GenotypeComplexVariants

WDL source code

Genotypes, filters, and classifies putative complex variants using depth evidence.

The following diagram illustrates the recommended invocation order:

Inputs

info

Some inputs of batch data must match in order. Specifically, the order of the batches array should match that of depth_vcfs, bincov_files, depth_gt_rd_sep_files, and median_coverage_files.

cohort_name

Cohort name. The guidelines outlined in the sample ID requirements section apply here.

batches

Array of batch identifiers. Should match the name used in GatherBatchEvidence.

ped_file

Family structures and sex assignments determined in EvidenceQC. See PED file format.

depth_vcfs

Array of re-genotyped depth caller variants for all batches, generated in RegenotypeCNVs. Must match order of batches.

Optional merge_vcfs

Default: false. If true, merge contig-sharded VCFs into one genome-wide VCF. This may be used for convenience but cannot be used with downstream workflows.
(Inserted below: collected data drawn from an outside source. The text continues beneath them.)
PR #553, opened 2018-04-02
Register critical services in consul.

### LINKED ISSUE #552: Register critical services in consul.
Howdy, we currently have about 200 services in consul, and filtering them on only failed ones is a quick way for us to see that everything is up and running. However, containerpilot only registers a service after it has become healthy for the first time due to `job.sendHeartbeat()` being called in `onHealthCheckPassed`. 

If for some reason the service never gets healthy, the failed filter in consul does not give us that information. Currently, we have to manually search for the service that usually misbehave on startup.

It would be great to register a service as critical in consul in `onHealthCheckPassed`, but only if the services hasn't been seen before to not mess with the TTL.

eliasbrange:
Fixes #552 

This PR adds the functionality to register services in consul that never gets healthy to be able to filter on failed services in consul and see that they are misbehaving.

Optional localize_shard_size

Default: 50000. Shard size for parallel computations. Decreasing this parameter may help reduce run time.

complex_resolve_vcfs

Array of contig-sharded VCFs containing putative complex variants, generated in ResolveComplexVariants.

bincov_files

Array of RD evidence files for all batches from GatherBatchEvidence. Must match order of batches.

depth_gt_rd_sep_files

Array of "depth_depth" genotype cutoff files (depth evidence for depth-based calls) generated in GenotypeBatch. Order must match that of batches.

median_coverage_files

Array of median coverage tables for all batches from GatherBatchEvidence. Order must match that of batches.

Optional use_hail

Default: false. Use Hail for VCF concatenation. This should only be used for projects with over 50k samples. If enabled, the gcs_project must also be provided. Does not work on Terra.

Optional gcs_project

Google Cloud project ID. Required only if enabling use_hail.

Outputs

complex_genotype_vcfs

Array of contig-sharded VCFs containing fully resolved and genotyped complex variants.

complex_genotype_merged_vcf

Genome-wide output VCF. Only generated if using merge_vcfs.